Further, the lateral shifting system comprises a motor base fixed on the cross beam, a driving motor is fixedly installed on one side of the motor base, a power shaft of the driving motor is connected to a screw shaft through a coupler in the motor base, a screw rod nut is sleeved on the screw rod shaft, the screw rod nut is fixedly connected with a sliding plate, and a guide key is matched with the sliding plate.
Further, the transverse moving system further comprises linear guide rails symmetrically arranged on two sides of the screw rod shaft, the lower ends of the linear guide rails are fixed to the cross beam, the upper ends of the linear guide rails are in sliding fit with the sliding table, and the upper ends of the sliding table are connected with the sliding plate.

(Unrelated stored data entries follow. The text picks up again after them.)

PR #466, opened 2020-02-12
Abstract actuator

beteva:
Exporter and Bliss Motor implementation


IvarsKarpics:


```diff

Issues
======
+ Solved 8
- Added 7
           

Complexity increasing per file
==============================
- HardwareObjects/abstract/AbstractNState.py  2
- Command/exporter/ExporterStates.py  1
- HardwareObjects/ExporterNState.py  4
- HardwareObjects/BlissMotor.py  1
- HardwareObjects/BlissNState.py  6
         
```


See the complete overview on [Codacy](https://app.codacy.com/manual/mxcube/HardwareRepository/pullRequest?prid=4989763&bid=16473522)

rhfogh:
@beteva 

Comments, part 1

General
======

- Which classes should have a 'username'? If individual classes only, why put it in AbstractNState? If it is more general, why not put it in AbstractActuator? What is the relation between username and actuator_name and what they are for? Maybe this information should be put in comments in the code?

AbstractActuator
=============

- I would propose that validate_value should take only a value as a parameter, and should check against internal limits of the object. This could be coded already in the abstract class Also the documentation should be changed to say that there may be checks against other things than just the limits. For AbstractNState it should check against the predefined)_values.

- Should set_value not call validate_value?

- Why does _set_value need a timeout? Part of my idea behind set-value was that all the timeout-handling could be done at that level.

AbstractNState
============

- How should limit-specific functions behave in these classes? Should we have a function in the abstract class that raise NotImplemented (which could then be overridden in subclasses)?

- Should not get_predefined_values be removed? Those vslures are only set at initiation, if not harcoded, no? At thge very least the function should be renamed _get_predefined_values.

- In general, how should the predefined values be done?
Using dictionaries means there is no standardisation, no guards against modification, and the values are defined afresh in every config file for every synchrotron. We do not want
people to select in each individual case whether it should be  {'in':0, 'out':1} or {'IN':1, 'OUT':0}, or ...
I would recommend using Enums (but namedtuples or DataObjects could also do). 
You could still define the values in configuration, but you could also define e.g.
InOutEnum () so that all in/out NPosition clases used the same enum. but we can discuss the possibilities.

ISPyB calls. More romorrow,

Rasmus

beteva:
> @beteva
> 
> Comments, part 1
> # General
> 
>     * Which classes should have a 'username'? If individual classes only, why put it in AbstractNState? If it is more general, why not put it in AbstractActuator? What is the relation between username and actuator_name and what they are for? Maybe this information should be put in comments in the code?
Username is just a name for display. We may or may not need it. It is up to us to see if we put it in the AbstractActuator.
actuator_name is the generic representation of the ID of the object. It will be needed to refer to the object in the protocol used by the different control systems. Like in bliss it will give the object, in Tango it will be the "device name"...
> 
> 
> # AbstractActuator
> 
>     * I would propose that validate_value should take only a value as a parameter, and should check against internal limits of the object. This could be coded already in the abstract class Also the documentation should be changed to say that there may be checks against other things than just the limits. For AbstractNState it should check against the predefined)_values.
The validate_value may check for any valid parameter and not just for low/high value. I reckon I should change the limits to values, but would keep the method signature.
> 
>     * Should set_value not call validate_value?
It might. Have not thought yet.
> 
>     * Why does _set_value need a timeout? Part of my idea behind set-value was that all the timeout-handling could be done at that level.
Timeout is an artifact of a previous iteration. Will remove it.
> 
> 
> # AbstractNState
> 
>     * How should limit-specific functions behave in these classes? Should we have a function in the abstract class that raise NotImplemented (which could then be overridden in subclasses)?
I would rather prefer to leave it as it is now - return (None, None). We could eventually implement a has_limits, if needed.
> 
>     * Should not get_predefined_values be removed? Those valures are only set at initiation, if not hard-coded, no? At the very least the function should be renamed _get_predefined_values.
The predefined values are the possible states. They are either configured in an xml file, or given by the hardware if such a functionality exists. We do want the method.
> 
>     * In general, how should the predefined values be done?
>       Using dictionaries means there is no standardisation, no guards against modification, and the values are defined afresh in every config file for every synchrotron. We do not want
>       people to select in each individual case whether it should be  {'in':0, 'out':1} or {'IN':1, 'OUT':0}, or ...
You have a point.
>       I would recommend using Enums (but namedtuples or DataObjects could also do).
Agree for Enum
>       You could still define the values in configuration, but you could also define e.g.
>       InOutEnum () so that all in/out NPosition clases used the same enum. but we can discuss the possibilities.
> 
The predefined_values is very versatile, but we need to be more rigorous. We agree to configure Enums with predefined position (IN/OUT...) and when initialising the specific implementation of AbstractNState, we check which of these Enums we need, but we use the dictionary with the predefined values. We keep it this way because in some cases (e.g. aperture) we do not have well defined positions - they come out of the hardware.
We also need a way to attribute different values (like a factor) to a predefined position. Again the example is aperture, where in order to calculate the beam flux, you need to know what factor to multiply with, depending on the aperture value. Mind you, aperture is not the only example, but it is easy to explain.
> 
> ISPyB calls. More romorrow,
> 
> Rasmus

@marcus-oscarsson and @beteva

beteva:
The PR only contains 2 states Enums.  Rest to be defined next if we agree on this type of implementation.

IvarsKarpics:


```diff

Issues
======
+ Solved 9
- Added 11
           

Complexity increasing per file
==============================
- Command/exporter/ExporterStates.py  1
- HardwareObjects/BlissNState.py  6
- HardwareObjects/ExporterNState.py  4
- HardwareObjects/BlissMotor.py  1
- HardwareObjects/abstract/AbstractNState.py  5
         
```


See the complete overview on [Codacy](https://app.codacy.com/manual/mxcube/HardwareRepository/pullRequest?prid=4989763&bid=16473522)

IvarsKarpics:


```diff

Issues
======
+ Solved 9
- Added 10
           

Complexity increasing per file
==============================
- Command/exporter/ExporterStates.py  1
- HardwareObjects/abstract/AbstractNState.py  4
- HardwareObjects/BlissNState.py  6
- HardwareObjects/BlissMotor.py  1
- Command/exporter/ExporterClient.py  4
- HardwareObjects/ExporterNState.py  4
         

Clones added
============
- Command/exporter/ExporterClient.py  2
         
```


See the complete overview on [Codacy](https://app.codacy.com/manual/mxcube/HardwareRepository/pullRequest?prid=4989763&bid=16473522)

IvarsKarpics:


```diff

Issues
======
+ Solved 30
- Added 14
           

Complexity increasing per file
==============================
- HardwareObjects/abstract/AbstractNState.py  6
- HardwareObjects/ExporterNState.py  4
- Command/exporter/ExporterClient.py  4
- HardwareObjects/BlissNState.py  6
- Command/exporter/ExporterStates.py  1
- HardwareObjects/BlissMotor.py  1
- HardwareObjects/abstract/AbstractEnergy.py  1
         

Clones added
============
- Command/exporter/ExporterClient.py  2
         
```


See the complete overview on [Codacy](https://app.codacy.com/manual/mxcube/HardwareRepository/pullRequest?prid=4989763&bid=16473522)

PR #472, opened 2020-03-07
[WIP] HWR API Updates

marcus-oscarsson:
Dear all,

We are sorry for this big PR, we realize that it might be complicated to digest. We have made the initial changes to make things work with the new HWR API discussed during the last developers meeting. We have done this during the various discussions and that's way this have been growing for a while. 

Most of these changes are API updates but there are also a few bug fixes. I've tried to keep the "generic" method name replaces to a minimal but I've made the straightforward ones for everybody when I needed it myself. This as we wanted to make a another PR with all those "generic" updates following this one.

Its marked as WIP but is ready to be merged, I marked it as WIP in case you found the commit history to complicated. If it is the case Ill rework it but I did not want to spend to much time doing that. In anyways, just let me know :)

Cheers,
Marcus and Antonia


marcus-oscarsson:
Also, note that the last commit is a black formatting commit so the majority of the file changes comes from that ...

IvarsKarpics:
Uhhh, this is a BIG PR :)  Thank you for this massive work. If no one is against, then I will merge it.

Issue #442, opened 2019-12-09
Define AbstractBeam (partly from BemInfo)


marcus-oscarsson:
- Define a AbstractBeam,
- Rename BeamInfo to Beam

marcus-oscarsson:
Done

PR #476, opened 2020-03-11
Added previously missing file AbstractBeam

marcus-oscarsson:
Dear all,

I forgot to add the AbstractBeam that Antonia started to work on, this will probably create some conflicts with @IvarsKarpics latest PR #442, it would be good if we could merge these two.

Cheers,
Marcus

### DIFF
--- a/HardwareObjects/abstract/AbstractBeam.py
+++ b/HardwareObjects/abstract/AbstractBeam.py
@@ -1,0 +1,130 @@
+# encoding: utf-8
+#
+#  Project: MXCuBE
+#  https://github.com/mxcube
+#
+#  This file is part of MXCuBE software.
+#
+#  MXCuBE is free software: you can redistribute it and/or modify
+#  it under the terms of the GNU Lesser General Public License as published by
+#  the Free Software Foundation, either version 3 of the License, or
+#  (at your option) any later version.
+#
+#  MXCuBE is distributed in the hope that it will be useful,
+#  but WITHOUT ANY WARRANTY; without even the implied warranty of
+#  MERCHANTABILITY or FITNESS FOR A PARTICULAR PURPOSE.  See the
+#  GNU Lesser General Public License for more details.
+#
+#  You should have received a copy of the GNU Lesser General Public License
+#  along with MXCuBE.  If not, see <http://www.gnu.org/licenses/>.
+
+"""
+Beam abstract class - methods to define the size and shape of
+the beam, its presence.
+"""
+
+__copyright__ = """ Copyright © 2019 by the MXCuBE collaboration """
+__license__ = "LGPLv3+"
+
+
+import abc
+from enum import Enum, unique
+from HardwareRepository.BaseHardwareObjects import HardwareObject
+
+
+@unique
+class BeamShape(Enum):
+    """ Beam shape definitions """
+
+    UNKNOWN = "unknown"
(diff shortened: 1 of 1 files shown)


IvarsKarpics:


```diff

Issues
======
- Added 2
           

Complexity increasing per file
==============================
- HardwareObjects/abstract/AbstractBeam.py  2
         
```


See the complete overview on [Codacy](https://app.codacy.com/manual/mxcube/HardwareRepository/pullRequest?prid=5159440&bid=16941894)

HardwareObjects/abstract/AbstractBeam.py
```diff
@@ -0,0 +1,130 @@
...
+
+    __metaclass__ = abc.ABCMeta
+
+    def __init__(self, name):
+        HardwareObject.__init__(self, name)
+        self.beam_width = None
+        self.beam_height = None
+        self.beam_shape = BeamShape.UNKNOWN
+        self.beam_label = None
+        self.default_beam_divergence = None
```
IvarsKarpics: Should it be a tuple?

HardwareObjects/abstract/AbstractBeam.py
```diff
@@ -0,0 +1,130 @@
...
+    def get_value(self):
+        """ Get the size (width and heigth) of the beam and its shape.
+        Retunrs:
+            (float, float, Enum, str): Width, heigth, shape and label.
+        Raises:
+            NotImplementedError
+        """
+        return self.beam_width, self.beam_heigth, self.beam_shape, self.beam_label
+
+    def get_availble_size(self):
```
IvarsKarpics: typo

HardwareObjects/abstract/AbstractBeam.py
```diff
@@ -0,0 +1,130 @@
...
+        """Get the beam dicergence.
+        Returns:
+            (tuple): Beam divergence (horizontal, vertical) [μm]
+        """
+        if self.beam_definer:
+            return self.beam_definer.get_divergence()
+        else:
+            return self.default_beam_divergence
+
+    def get_value(self):
```
rhfogh: get_value must return the same kind of value as you pass in with set_value. Here get_value returns a complex tuple while set_value takes a simple size tuple.

rhfogh:
I think this PR should be marked WIP - but have no objection to having it merged in for further work downstream.

The class is a subclass of HardwareObject (I agree) but it is coded as if it was an AbstractActuator, and here I do not agree. An AbstractActuator has a value, and it should be reasonably clear what that value is. Here the value could equally well be the size, the position, or the complete parameters dictionary, so using get/set_value would ikely cause confusion. I think it is better to code this with separate attributes for size, position, shape, and label, and to use 'parameters' or 'properties' or something similar to refer to the lot at once. Do we actually need a function that returns the lot at once? And if we do, should we maybe use a data type? These packed tuples of heterognous data are not ideal IMHO.

marcus-oscarsson:
@rhfogh  @IvarsKarpics, Antonia is on vacation so she can't comment right away. I cant really say why the size, position, shape, and label are not separate attributes. There is probably a reason for it, it could also be that its still in the draft stage. Antonia told me that she had a few things to finish up. So I agree with both of you that we can merge this as its partly used by the previous PR that were merged and then keep on improving on it.

PR #495, opened 2020-03-29
snake_case, mockup refactoring, function names, fixes

rhfogh:
NB, this PR is made on top of #494 (which it includes).
It would be simpler to merge #494 first, and then evaluate this one.

After this PR, MXCuBE opens without errors using mockups

Contents
-----------

 - snake_case:etState, isReady, waitReady, getCurrentPositionName, getActuatorState, acceptCentring, startCentringMethod takeSnapshots, getPositions, moveMotors, moveSyncMotors

 - Changed to actuator function names: get_current_energy, get_position, getPosition, get_energy , move_energy, getCurrentState
 - Refactored ShutterMockup (with its config)
 -  Refactored ResolutionMockup (with its config)
 - Minor changes to Resolution
 - move_motors commands no longer modify their input dictionary
 - Changed :DetectorMockup.get_beam_centre to get_beam_postion. *NB* these names need sorting out.
 - Sundry fixes for Python 2 compatibility and minor bugs


rhfogh:
@All
This is the last PR I am doing before the code camp.It should pretty much cover snake_case and renaming functions to the AbstractActuator names.

We still need some refactoring to make use of the new abstract classes (including Antonias AbstractNState) - I shall probably come up with a WIP for discussion before the camp.

marcus-oscarsson:
Looks good to me, I see that you are using double underscores in some places, I'm personally not a fan of that but it's Python standard so I'm fine with it if the other are ...

rhfogh:
I generally try to avoid the double underscores as well. Their only justification is if you want to protect an attribute from access by subclasses. That does not happen often, but it is exactly what I think is needed here, to avoid the temptation of subclasses to write directly to _nominal_value.

rhfogh:
@All
I have merged master into tis PR now, so there should be only the new changes to look at.

BaseHardwareObjects.py
```diff
@@ -753,11 +750,8 @@ def __deviceNotReady(self):
...
             self.emit("equipmentNotReady")
 
-    def isReady(self):
-        return self.isValid() and self.__ready
-
     def is_ready(self):
-        return self.isReady()
+        return self.isValid() and self.__ready
 
     def isValid(self):
```
IvarsKarpics: if there is so many changes, then maybe also we can change isValid to is_valid?

jordiandreu:
@rhfogh , mxcube PR389 together with HWR PR 494 works fine, but this PR prevents the mockup(qt4/qt5) application to open without exceptions.

rhfogh:
@jordiandreu 
That is not good. It worked when I tested it (I fixed a couple of errors, too), but I should have tested it again at the very end. Will do..

rhfogh:
@jordiandreu 
Fixed. Program now opens (on my computer at least). Sorry for the hiccup.

jordiandreu:
@rhfogh, I still getting a couple of exceptions but I will better upload the changes right after this pull request gets merged.

jordiandreu:
Thanks for the work!

rhfogh:
Thanks!

PR #496, opened 2020-03-30
WIP Abstract classes clarifications - for discussion at code camp

rhfogh:
This WIP changes AbstractActuator, AbstractMotor, and  HardwareObjectMixin. I have made the consequential changes in a number of other classes, to show how this would work, but if we agreed on this we would have to extend it to many other classes. The PR is applied on top of PR #495.

Currently it it is not always clear (certainly to me) which function and which class a certain behaviour belongs in. These changes should make the resulting code more uniform and so easier to maintain, which could be important, since we are now about to make a major refactoring. This is to some extent going back on changes I insisted on earlier, for which I apologise.

The general idea is that:

 - The internal attribtues should be managed *only* in AbstractActuator and HardwareObjectMicxin, where they are defined.
 - Subclasses should have *sole* responsibility for implementing get_value and \_set_value, 
 - Internal attributes are modified only by caliling the update_something functions, and it is the responsibility of the subclasses to call those when needed.

Specifically the changes are:
- Make the following attribute '__double_underscore:
   - HardwareObjectMixin.__ready_event
   - HardwareObjectMixin.__state
   - HardwareObjectMixin.__specific_state
   - AbstractActuator.__nominal_value
   - AbstractActuator.__nominal_limits

 - Remove the call to self.update_value() from AbstractActuator.set_value()

 - Add AbstractActuator.get_nominal_value

 - Replace direct access to internal attributes with function calls

### DIFF
--- a/BaseHardwareObjects.py
+++ b/BaseHardwareObjects.py
@@ -382,9 +382,9 @@ class HardwareObjectMixin(CommandContainer):
         self.connect_dict = {}
 
         # event to handle waiting for object to be ready
-        self._ready_event = event.Event()
-        self._state = self.STATES.UNKNOWN
-        self._specific_state = None
+        self.__ready_event = event.Event()
+        self.__state = self.STATES.UNKNOWN
+        self.__specific_state = None
 
     def __bool__(self):
         return True
@@ -418,7 +418,7 @@ class HardwareObjectMixin(CommandContainer):
         Returns:
             HardwareObjectState
         """
-        return self._state
+        return self.__state
 
     def get_specific_state(self):
         """ Getter for specific_state attribute. Override if needed.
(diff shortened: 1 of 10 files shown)


marcus-oscarsson:
Looks like this also contains previous PR's, lets get the other PR's merged first. So that we can rebase this, because It looks like we are reviewing the same code over and over.

rhfogh:
You are right this is on top of previous PRs(I think I mentioned it somewhere). It is not ideal, but the changes in the other PRs were so pervasive that I thought it would be impossible to make three separate PRs that could be reviewed and merged separate;y.

rhfogh:
Discussed at code camp, and agreed this is too rigid and should not be progressed.

PR #497, opened 2020-03-31
Protect from nested raise exception

jordiandreu:
If widget is an objectof type pyqtgraph.widgets.PlotWidget.PlotWidget
and the target attribute in hasattr does not exists a NameError exception
is raised.

### DIFF
--- a/HardwareObjects/InstanceServer.py
+++ b/HardwareObjects/InstanceServer.py
@@ -65,9 +65,13 @@ class InstanceServer(Procedure):
 
     def initialize_instance(self):
         for widget in QtImport.QApplication.allWidgets():
-            if hasattr(widget, "configuration"):
-                self.guiConfiguration = widget.configuration
-                break
+            try:
+                if hasattr(widget, "configuration"):
+                    self.guiConfiguration = widget.configuration
+                    break
+            except NameError:
+                logging.getLogger().warning("Widget {} has no attribute {}"
+                                            .format(widget, "configuration"))
 
         self.emit("instanceInitializing", ())
         if self.isLocal():


HardwareObjects/InstanceServer.py
```diff
@@ -65,9 +65,13 @@ def init(self):
 
     def initialize_instance(self):
         for widget in QtImport.QApplication.allWidgets():
-            if hasattr(widget, "configuration"):
-                self.guiConfiguration = widget.configuration
-                break
+            try:
```
rhfogh: Actually, there is something wrong here.
hasattr(widget, "configuration") should not raise an error.
hasattr(float, 'Ka-BOOM!') just returns False.
\\Could the error come from somethings else, like self.guiConfiguration?

jordiandreu: The error comes from _pyqtgraph_. The __getattr__ method from PlotWidget raises the exception:

>     def __getattr__(self, attr):  ## implicitly wrap methods from plotItem
>        if hasattr(self.plotItem, attr):
>            m = getattr(self.plotItem, attr)
>            if hasattr(m, '__call__'):
>               return m
>        raise NameError(attr)
Any other workaroud/solution is welcome.

rhfogh: Very strange indeed. PlotWidget should have raised AttributeError instead. No better ideas to offer.

marcus-oscarsson:
Hello, I guess this does not really go here and I can make an issue out if instead but I think its somehow related. I'm trying to use the latest PR's with MXCuBE3 and I get a few error messages on is this Ka-BOOM exception ...

Its from ShutterMockup, which now expects a default value, for its state. Is that really needed ?. And it would be really nice if we could use some meaningful exceptions so that we now roughly whats going on, even if the exception name is nifty :)

rhfogh:
@marcus-oscarsson 
That was debug code that I forgot to remove after use, hence the silly text. Has been fixed in a PR. Apologies.

PR #498, opened 2020-04-01
Made ShutterMockup an AbstractNState

rhfogh:
This was debugging code, that I just forgot to clean up. Apologies

### DIFF
--- a/HardwareObjects/mockup/ShutterMockup.py
+++ b/HardwareObjects/mockup/ShutterMockup.py
@@ -44,8 +44,6 @@ class ShutterMockup(AbstractActuator.AbstractActuator):
 
     def init(self):
         super(ShutterMockup, self).init()
-        if self.default_value is None:
-            raise Exception("Ka-BOOM!")
         self._nominal_value = getattr(self.VALUES, self.default_value)
         self._state = self.STATES.READY
 
--- a/HardwareObjects/mockup/ShutterMockup.py
+++ b/HardwareObjects/mockup/ShutterMockup.py
@@ -44,7 +44,7 @@ class ShutterMockup(AbstractActuator.AbstractActuator):
 
     def init(self):
         super(ShutterMockup, self).init()
-        self._nominal_value = getattr(self.VALUES, self.default_value)
+        self._nominal_value = getattr(self.VALUES, self.default_value or "UNKNOWN")
         self._state = self.STATES.READY
 
     def get_value(self):
--- a/HardwareObjects/mockup/ShutterMockup.py
+++ b/HardwareObjects/mockup/ShutterMockup.py
@@ -19,33 +19,18 @@
 
 import time
 import random
-from enum import Enum, unique
 from HardwareRepository.HardwareObjects.abstract import AbstractNState
-# Temporarily, pending a stable AbstactNState:
-from HardwareRepository.HardwareObjects.abstract import AbstractActuator
 
 
-class ShutterMockup(AbstractActuator.AbstractActuator):
+class ShutterMockup(AbstractNState.AbstractNState):
     """
     ShutterMockup for simulating a simple open/close shutter.
-
-    TYhis is a temporary vresion, pending a stable AbstractNState
     """
-
-    @unique
-    class VALUES(Enum):
-        UNKNOWN = "UNKNOWN"
-        OPEN = "OPEN"
-        CLOSED = "CLOSED"
-
-    def __init__(self, name):
-        super(ShutterMockup, self).__init__(name)
-        # self.current_state = ShutterMockup.STATE.OPEN
 
     def init(self):
         super(ShutterMockup, self).init()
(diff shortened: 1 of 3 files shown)


HardwareObjects/mockup/ShutterMockup.py
```diff
@@ -44,8 +44,6 @@ def __init__(self, name):
 
     def init(self):
         super(ShutterMockup, self).init()
-        if self.default_value is None:
-            raise Exception("Ka-BOOM!")
         self._nominal_value = getattr(self.VALUES, self.default_value)
```
marcus-oscarsson, line 47: Why does the shutter mockup need a default value from configuration ?

rhfogh:
@marcus-oscarsson I am not sure if it actually *needs* one. But I thought you might want to configure whether your shutter should default to open or closed. I have checked in an additional fix so that the state defaults to 'UNKNOWN' if no default_value is set.

But if you think this is not particularly useful we can just set it to UNKNOWN regardless, it was a quick thought, not the fruit of prolonged requirements analysis.

marcus-oscarsson:
I see, I don't think a default value for the mockups from configuration is really useful.

I think the configuration of the mockups should be as similar as possible to its real counter part (if possible). It will otherwise only requires us to add additional configuration

rhfogh:
@marcus-oscarsson 
OK. it should be removed, then
Actually the whole class needs rewriting. I implemented it as a subclass of AbstractActuator because the new version of AbstractNState was not yet merged at the time and I needed something that did not cause errors. But this should obviously be an AbstractNState. Do you want me to do that now, or should we wait and do it in the meeting?

marcus-oscarsson:
I think its as you like, in some way the more we do today the less we need to do tomorrow ;)

rhfogh:
This PR has been completely repurposed. Instead of a small fix, it now changes the ShutterMockup from (temporarily) being an AbstractActuator to being an AbstractNState.

The program opens without errors (in my hands)

configuration/xml-qt/fast-shutter-mockup.xml
```diff
@@ -1,5 +1,5 @@
 <device class ="ShutterMockup">
     <actuator_name>fast_shutter</actuator_name>
     <user_name>FastShutter</user_name>
```
beteva, line 3: The property is actually username, not user_name, but maybe we should change it in AbstractActuator to the one with underscore?

HardwareObjects/mockup/ShutterMockup.py
```diff
@@ -19,35 +19,18 @@
...
-        # self.current_state = ShutterMockup.STATE.OPEN
-
     def init(self):
         super(ShutterMockup, self).init()
-        if self.default_value is None:
-            raise Exception("Ka-BOOM!")
-        self._nominal_value = getattr(self.VALUES, self.default_value)
-        self._state = self.STATES.READY
+        self._nominal_value = self.VALUES.UNKNOWN
+        self._state = self.STATES.UNKNOWN
```
beteva, line 33: The default self._state is already UNKNOWN, but maybe it is a good idea to explicitly define it.

beteva:
Thanks @rhfogh, it will be quite useful for the ode camp

HardwareObjects/mockup/ShutterMockup.py
```diff
@@ -19,35 +19,18 @@
...
-        super(ShutterMockup, self).__init__(name)
-        # self.current_state = ShutterMockup.STATE.OPEN
-
     def init(self):
         super(ShutterMockup, self).init()
-        if self.default_value is None:
-            raise Exception("Ka-BOOM!")
-        self._nominal_value = getattr(self.VALUES, self.default_value)
-        self._state = self.STATES.READY
+        self._nominal_value = self.VALUES.UNKNOWN
```
marcus-oscarsson, line 32: Question, should we use update_value and update_state in init ?

marcus-oscarsson:
Looks good to me :)

HardwareObjects/mockup/ShutterMockup.py
rhfogh: Answer: yes we should. I have made another Booboo. You could argue, though, that  this is an example of how using the attributes directly is so much more obvious, that unless we make it hard to do (like making it __state etc.) people will just keep doing it

HardwareObjects/mockup/ShutterMockup.py
rhfogh: No, that should not have been set. I looked, but not thoroughly enough.

rhfogh:
Now it is merged, I ouwould propose we leave it for now, and fix the errors in teh next round.

Please keep pointing out my mistakes, btw. We should be getting better code that way.

marcus-oscarsson:
Agree, lets do it at the next round. I did not consider it to be a big problem, so preferred to merge.

PR #501, opened 2020-04-01
Motor mockup and testing fix

rhfogh:
Fixed bug in MotorMockup._move, and another one in detector_test.

pytest now passes

Added more informatoin to test messages (it is easier if you can see how the value is wrong)


rhfogh:
As it stands, this PR should work correctly if _set_value forks a separate process (surely the normal case). If _set_value only returns when the move is finished (the case for e.g. MotorMockup), the timeout handling is probably incorrect. Further improvements very welcome.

Further, the up-and-down moving system comprises an up-and-down moving seat detachably mounted on the sliding plate through a fastening screw, a screw adjusting seat II is mounted on the side edge of the up-and-down moving seat, a screw adjusting seat I is mounted on the side edge of the sliding plate, and an adjusting screw is penetrated between the screw adjusting seat I and the screw adjusting seat II and used for adjusting the lifting of the up-and-down moving seat.
Further, the up-down moving seat comprises an adjusting vertical plate detachably arranged on the sliding plate, the bottom of the adjusting vertical plate is vertically connected with an adjusting transverse plate, reinforcing ribs are fixedly connected between the adjusting vertical plate and the adjusting transverse plate, and the adjusting vertical plate, the adjusting transverse plate and the reinforcing ribs are fixedly connected in a welding mode.
Further, a guide groove matched with the guide key is formed in one side, close to the sliding plate, of the adjusting vertical plate, and a plurality of adjusting grooves matched with the fastening screws are formed in the middle of the adjusting vertical plate.
Further, a plurality of diaphragm through holes are formed in the middle of the adjusting diaphragm, and the adjusting diaphragm is connected to the detection system through the diaphragm through holes.
Further, the detection system comprises an installation cover fixedly connected with the adjusting transverse plate, dust-proof glass is arranged on one side of the installation cover, a plurality of sensor gaskets are arranged inside the installation cover, and a sensor is fixed at the upper end of each sensor gasket.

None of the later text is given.